During an online charging general packet radio service (GPRS) session, a number of mid-session events, such as changes of quality of service (QoS), could dynamically affect the rating of the in-progress service. When such events occur, the GPRS support node needs to re-authorize the granted credit units with the online charging system (OCS). This paper proposes a threshold-based scheme that utilizes a threshold parameter delta to reduce the signaling traffic for the credit re-authorization procedure. By selecting an appropriate delta value, the signaling overhead in the OCS can be significantly reduced while the inaccuracy of the credit information insignificantly increases. The mobile operator can choose appropriate parameter values in the threshold-based scheme based on our study.

Modeling mobility database failure restoration using checkpoint schemes

This paper studies checkpointing and failure restoration of mobility database for Universal Mobile Telecommunications System (UMTS). By utilizing per-user checkpointing technique, individual home location register (HLR) records are saved into non-volatile backup storage form time to time. When a failure occurs, the backup record is restored back to the mobility database. We consider three per-user checkpoint schemes for the HLR. An analytic model is developed to investigate these schemes in terms of the probability that a HLR backup record is obsolete and the expected checkpoint interval. This model is validated against simulation experiments. Our study provides guidelines for selecting an appropriate checkpoint scheme and parameters for various traffic conditions

SCB: Store-Carry-Broadcast Scheme for Message Dissemination in Sparse VANET

To take on challenges of communication in sparse VANET, we propose a Store-Carry-Broadcast (SCB) scheme to assist message dissemination by broadcasting over a specific road segment instead of a single vehicle. In the SCB scheme, an opposite vehicle helps to disseminate the safety messages to oncoming vehicles traveling on the reverse lane by broadcasting. Compare with the well-known store-carry-forward broadcasting in VANET, the SCB scheme consumes much less network bandwidth in terms of the number of broadcasting performed. Extensive simulation results are presented to demonstrate that when the traffic density is low or when the DSCR penetration rate is low, our proposed SCB scheme significantly reduced both broadcast overhead as well as delivery delay in sparse VANET.

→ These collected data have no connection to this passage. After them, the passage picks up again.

PR #1995, opened 2026-08-24
fix(music): make the download button actually download

sweetmantech:
Reported in use: clicking the download button on a completed song **navigated the current tab to the audio file** instead of saving it, dumping the user out of `/music` onto a bare audio player.

## Cause

The card rendered `<a href={audio_url} download>`, and **the `download` attribute is ignored for cross-origin URLs**. Our audio is served from Supabase Storage (`…supabase.co`) while the app runs on its own domain, so the browser drops the attribute and treats the link as ordinary navigation. No amount of markup fixes this.

## Fix

Supabase Storage honours a `download` query parameter by returning `Content-Disposition: attachment`, which forces a real download regardless of origin — so the fix belongs in the URL, not the markup. Verified against a live object rather than taken from docs:

```
plain URL                  → content-type: audio/wav
?download=my-song.wav      → content-disposition: attachment; filename=my-song.wav
```

Because a real download is achievable, the `target="_blank"` fallback the reporter offered is not needed — the tab is never navigated at all.

Files also now save under a name slugified from the prompt (`genre-dream-pop-bpm-104.wav`) rather than the generation uuid, keeping whatever extension the stored object actually has so a future model returning mp3 still saves correctly.

## The test that let this ship

The original assertion was:

```ts
expect(download.hasAttribute("download")).toBe(true);
```

Which passed, and always would have — the attribute *was* present. It just does nothing cross-origin. That assertion is replaced with ones about what the URL actually does, so the same class of bug cannot pass again:

```ts
expect(href).toContain("download=");
expect(href).toContain("download=genre-acoustic-pop.wav");
```

## Verification

- **9 new tests** on `musicDownloadUrl` / `musicDownloadFilename`, each RED before GREEN: attachment param, appending to a URL that already has a query, filename encoding, extension preserved from the object, long-prompt truncation, the no-usable-characters fallback, and the null case.
- **3 card tests** covering the rendered href.
- Full chat suite: **471 tests / 105 files pass**.
- `tsc --noEmit` and `eslint` clean.

Preview verification to follow in a comment: clicking download saves the file and leaves `/music` on screen.

Fixes the download row of the PR matrix in recoupable/chat#1992.

---
## Summary by cubic
Make the Music “Download” button trigger a real file download and keep users on /music. Previously, clicking “Download” navigated to the audio file (browsers ignored the cross‑origin download attribute); now we append a Supabase `download` query to force `Content-Disposition: attachment`. Files also save under a readable, prompt‑derived name with the correct extension.

- Updates the card to build `href` with `musicDownloadUrl(audioUrl, musicDownloadFilename(prompt, audioUrl))`; still hides the link when not completed.
- Adds `lib/music/musicDownloadUrl.ts`:
  - `musicDownloadUrl` appends `?download=<encoded>` (or `&download=`) to the storage URL.
  - `musicDownloadFilename` slugifies the prompt, preserves the object’s extension, truncates to 64 chars, and falls back to `generated-song.<ext>`.
- Replaces brittle tests that only checked for a `download` attribute with assertions on the generated URL and filename; adds unit tests for edge cases (existing query params, encoding, long/empty prompts).

<sup>Written for commit 896844325d0d755d8097b63f3c4eb5b74e5826a9. Summary will update on new commits.</sup>

<a href="https://cubic.dev/pr/recoupable/chat/pull/1995?utm_source=github" target="_blank" rel="noopener noreferrer" data-no-image-dialog="true"><picture><source media="(prefers-color-scheme: dark)" srcset="https://www.cubic.dev/buttons/review-in-cubic-dark.svg"><source media="(prefers-color-scheme: light)" srcset="https://www.cubic.dev/buttons/review-in-cubic-light.svg">Review in cubic</picture></a>

## Summary by CodeRabbit

* **New Features**
  * Music downloads now use readable filenames based on the generation prompt.
  * Downloaded audio files use the correct file extension, defaulting to WAV when unavailable.
  * Download links now include the generated filename for a clearer download experience.

* **Bug Fixes**
  * Improved handling of missing or invalid audio URLs when preparing downloads.

### DIFF
--- a/components/MusicPage/MusicGenerationCard.tsx
+++ b/components/MusicPage/MusicGenerationCard.tsx
@@ -3,6 +3,7 @@
 import { Download } from "lucide-react";
 import MusicStatusPill from "./MusicStatusPill";
 import { formatDuration } from "@/lib/music/formatDuration";
+import { musicDownloadFilename, musicDownloadUrl } from "@/lib/music/musicDownloadUrl";
 import type { MusicGeneration } from "@/types/Music";
 
 const MusicGenerationCard = ({ generation }: { generation: MusicGeneration }) => {
@@ -10,6 +11,12 @@ const MusicGenerationCard = ({ generation }: { generation: MusicGeneration }) =>
   // The API returns no title: the prompt is what the user wrote and what
   // identifies the song to them.
   const title = generation.prompt;
+  const downloadHref = generation.audio_url
+    ? musicDownloadUrl(
+        generation.audio_url,
+        musicDownloadFilename(generation.prompt, generation.audio_url),
+      )
+    : null;
 
   return (
     // min-w-0 because a grid item defaults to min-width:auto and will not
@@ -48,7 +55,7 @@ const MusicGenerationCard = ({ generation }: { generation: MusicGeneration }) =>
             <track kind="captions" />
           </audio>
           <a
-            href={generation.audio_url ?? undefined}
+            href={downloadHref ?? undefined}
             download
             aria-label={`Download ${title}`}
             className="shrink-0 inline-flex items-center justify-center size-9 rounded-xl border hover:bg-muted transition-colors"
--- a/components/MusicPage/__tests__/MusicGenerationCard.test.tsx
+++ b/components/MusicPage/__tests__/MusicGenerationCard.test.tsx
@@ -24,8 +24,32 @@ describe("MusicGenerationCard", () => {
     render(<MusicGenerationCard generation={generation()} />);
 
     const download = screen.getByRole("link", { name: /download genre: acoustic pop/i });
-    expect(download.getAttribute("href")).toBe("https://cdn.example/music/abc.wav");
     expect(download.hasAttribute("download")).toBe(true);
+  });
+
+  // The download attribute alone shipped broken: browsers ignore it
+  // cross-origin, and our audio is on Supabase while the app is not, so the
+  // link navigated the tab to a bare audio file. Asserting the attribute
+  // exists is what let that through, so assert the url does the work.
+  it("asks storage for an attachment so the download survives being cross-origin", () => {
+    render(<MusicGenerationCard generation={generation()} />);
+
+    const href = screen
+      .getByRole("link", { name: /download genre: acoustic pop/i })
+      .getAttribute("href") as string;
+
+    expect(href).toContain("download=");
+    expect(href.startsWith("https://cdn.example/music/abc.wav")).toBe(true);
+  });
+
+  it("saves under a name taken from the prompt, not the generation id", () => {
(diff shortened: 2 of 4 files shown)


sweetmantech:
## Preview verification — chat#1995

Verified on `chat-git-fix-music-download-attachment-recoup.vercel.app/music`, signed in as `sweetman@recoupable.com`, against 4 real generated songs in Supabase Storage.

### Root cause

The old link relied on the HTML `download` attribute. That attribute is **ignored for cross-origin URLs**, so Chrome fell back to a plain top-level navigation to the `.wav` — the tab left `/music` and rendered the browser's audio player. The fix moves the instruction server-side via Supabase Storage's `?download=<filename>` parameter.

### Documented vs actual

|---|---|---|---|
| 1 | Download href carries `?download=<slug>.wav` | All 4 cards, e.g. `...ca2e4b07….wav?download=genre-lo-fi-soul-bpm-82-key-d-minor-hazy-late-night-warm-tap.wav` | PASS |
| 2 | Supabase returns `Content-Disposition: attachment` | `attachment; filename=…; filename*=UTF-8''…` | PASS |
| 3 | Clicking download does **not** change the page route | URL before and after both `/music` | PASS |
| 4 | Page is not torn down and re-mounted | JS context survived the click (a sentinel set on `window` before the click was still present after) | PASS |
| 5 | Song list still rendered after download | 4 cards, 4 download links | PASS |
| 6 | Filename derived from the prompt, extension preserved | slug truncated to the 64-char budget, trailing hyphen trimmed, `.wav` kept | PASS |
| 7 | Unit suite green | 30/30 across `musicDownloadUrl`, `MusicGenerationCard`, `MusicGenerateForm`, `musicPricing` | PASS |

### The control that proves it

Same object, with and without the parameter:

```
$ curl -sI ".../ca2e4b07-….wav"
HTTP/2 200
content-type: audio/wav                       <- no disposition: browser navigates (the bug)

$ curl -sI ".../ca2e4b07-….wav?download=genre-lo-fi-soul-….wav"
HTTP/2 200
content-type: audio/wav
content-disposition: attachment; filename=genre-lo-fi-soul-bpm-82-key-d-minor-hazy-late-night-warm-tap.wav
```

The `attachment` disposition is what makes Chrome abort the navigation and hand the response to the download manager, which is why the tab stays put. `target="_blank"` was not needed — the fallback in the issue ("at least open a new tab") is unnecessary because the download never navigates in the first place.

### After clicking download — still on `/music`

Music page after clicking download

### Note on the test that let this ship

The previous assertion was `expect(download.hasAttribute("download")).toBe(true)`, which passed while the feature was broken — it checked that an attribute existed, not that it did anything. It is replaced with assertions on the resolved URL, which is the thing the browser actually acts on.

PR #1996, opened 2026-08-24
feat(music): song detail dialog with full prompt, lyrics, and settings

sweetmantech:
Closes the detail-dialog row of the chat#1992 PR matrix.

Clicking a song in **Your music** opens its full record.

## What it shows

| | |
|---|---|
| **Prompt** | In full. The card truncates it to one line, and seeing the whole of it is the reason this dialog exists. Copy button. |
| **Lyrics** | Every line, wrapped and scrollable within its own block so long lyrics do not push the settings off screen. Copy button. |
| **Settings** | Model, status, duration, seed. |
| **Failure reason** | Verbatim, for a failed generation. |

## Why four settings and not seven

The row asked for "full settings from the API response". Checking fal before building it, most of them do not survive the round trip: its result payload is `{ audio, seed, duration }`, its status endpoint returns only queue metadata, and `/input` and `/request` both 405.

`num_inference_steps` and `guidance_scale` are consumed at submit and never echoed anywhere, so they are not recoverable. Rather than mirror them into columns of our own, the dialog reports the settings that genuinely exist. `seed` comes from recoupable/api#850, which reads it live from fal.

## Interaction

The card is clickable, but the player and the download sit inside it, so their clicks stop at the controls row. Without that, pressing play or saving a song would also pop the dialog open. Both cases are covered by tests.

Keyboard users get a real `<button>` on the title rather than a `role="button"` on the card, which would have meant nesting the player and the download link inside a button.

The dialog opens populated from the summary the card already holds, so it does not show an empty shell while the seed is fetched. The detail read is enabled only while the dialog is open: it costs a fal round trip on the API side, and firing one per song on gallery load would be wasteful.

## Tests

18 new assertions, TDD (RED confirmed before implementing). 42/42 green across `components/MusicPage` and `lib/music`; `tsc --noEmit` and `eslint` clean.

Prompt and lyrics assertions compare against full textContent, so they fail if the dialog ever reuses the card's `truncate` treatment or slices the string.

Also fixes a genuine a11y gap surfaced while testing: Radix was warning about a `DialogContent` with no description, so the generation date now fills that role.

## Depends on

recoupable/api#850 for the `seed` field. Until it merges, `seed` reads **Not available** rather than breaking; the dialog treats a missing seed as a normal state.

---
## Summary by cubic
Adds a song detail dialog showing the full prompt, full lyrics, and run settings, and standardizes copy-to-clipboard with a shared `CopyButton`. Previously cards truncated text with no detail view; now clicking a song opens the dialog, and player/download clicks do not.

- Prompt and Lyrics render in full with per-block copy buttons; the dialog is the only scroll context (removed inner lyrics scroller).
- Settings show Model, Status, Duration, and Seed; omit `num_inference_steps` and `guidance_scale` because the provider never returns them.
- Seed loads on demand via `useMusicGeneration` (built on `@tanstack/react-query` and `@privy-io/react-auth`) calling GET /api/music/:id; shows Loading until settled, then a value or Not available; depends on `recoupable/api#850` but degrades gracefully.
- Accessibility/interaction: the title is a real button for keyboard access; the card opens the dialog on click; the player and Download stop propagation.
- Refactor: extract a shared `CopyButton` and use it in the dialog, `app/access`, and the API key modal; place `CopyButton` in its own folder with an index so imports remain `@/components/CopyButton`.

<sup>Written for commit e8c0d1fb34c97846334f38e2e83bbb35d6a21de6. Summary will update on new commits.</sup>

<a href="https://cubic.dev/pr/recoupable/chat/pull/1996?utm_source=github" target="_blank" rel="noopener noreferrer" data-no-image-dialog="true"><picture><source media="(prefers-color-scheme: dark)" srcset="https://www.cubic.dev/buttons/review-in-cubic-dark.svg"><source media="(prefers-color-scheme: light)" srcset="https://www.cubic.dev/buttons/review-in-cubic-light.svg">Review in cubic</picture></a>

## Summary by CodeRabbit

* **New Features**
  * Added detailed music-generation views showing status, prompt, lyrics, settings, creation time, and failure details.
  * Added copy controls for prompts and lyrics with accessible labels and success feedback.
  * Music generation cards can now be opened via click or keyboard to view details.
  * Added display of duration and seed values, including unavailable-state messaging.
* **Bug Fixes**
  * Improved download behavior when audio is unavailable.


sweetmantech:
## Preview verification — chat#1996

Verified on `chat-git-feat-music-detail-dialog-recoup.vercel.app/music`, signed in as `sweetman@recoupable.com`, against 4 real generated songs. api#850 was merged into the api `test` branch first so the seed resolves for real rather than falling back.

### Documented vs actual

|---|---|---|---|
| 1 | Clicking a song opens the dialog | Opens on card click and on the title button | PASS |
| 2 | Prompt shown in full | 81/81 chars, byte-identical to the API payload | PASS |
| 3 | Lyrics shown in full | 424/424 chars, byte-identical to the API payload | PASS |
| 4 | Card title stays truncated | `text-overflow: ellipsis` on the card, full text in the dialog | PASS |
| 5 | Copy prompt | Copies all 81 chars, toast confirms | PASS |
| 6 | Copy lyrics | Copies all 424 chars, toast confirms | PASS |
| 7 | Settings from the API | model `minimax/music-3`, status `completed`, duration `0:56`, seed `1406002189` | PASS |
| 8 | Seed read live from fal | Real value end-to-end through api#850, not a stored column | PASS |
| 9 | Download click does not open the dialog | No dialog | PASS |
| 10 | Player click does not open the dialog | No dialog | PASS |
| 11 | Escape closes | Closes | PASS |
| 12 | Mobile 390px | Dialog 390px, no horizontal page overflow | PASS |
| 13 | Unit suite | 44/44 across `components/MusicPage` and `lib/music`; tsc + eslint clean | PASS |

Prompt and lyrics were compared against `GET /api/music` fetched from the page itself, so #2 and #3 are equality against the real payload rather than eyeballing.

### Two defects found and fixed during verification

**Lyrics were in a scroll box inside a scrolling dialog.** The block was capped at 192px while the lyric rendered 524px, so two thirds of it sat behind a second scrollbar that is easy to miss. That is the opposite of showing lyrics in full. The cap is gone and the dialog is now the only scroll context. Covered by a test that fails against the capped markup (verified by reverting the component alone, not the test).

**The seed claimed to be unavailable while it was still loading.** For the second or so before the detail read lands, the row read `Not available`, then flipped to a number. "Not available" is a verdict, so it now waits for the fetch to settle and reads `Loading` in the interim. Confirmed live: `Loading` immediately after open, `1406002189` after.

### Desktop — full prompt and full lyrics

Note the card behind the dialog, truncated to `Genre: lo-fi soul. BPM: 82. Key: ...`, against the same prompt in full.

Desktop dialog

### Desktop — settings

Desktop settings

### Mobile, 390x844

Mobile dialog

### Note on the api `test` branch

`test` currently carries api#850 ahead of its merge, so this preview could resolve a real seed. It normalizes once #850 lands on `main`.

Signaling overhead of Policy and online Charging Control for bearer sessions in LTE network

The convergence of radio access technologies with all-IP core network has gained significant attention recently. Through the all-IP based Policy and Charging Control (PCC) architecture standardized in 3GPP R8, the charging rules are consistent with application-level and IP-level policy control. It is essential to investigate the signaling overhead incurred by PCC and the OCS management during the mid-session events, such as the handover and QoS changes. To address this issue, this paper investigates PCC and OCS traffic rate over LTE networks.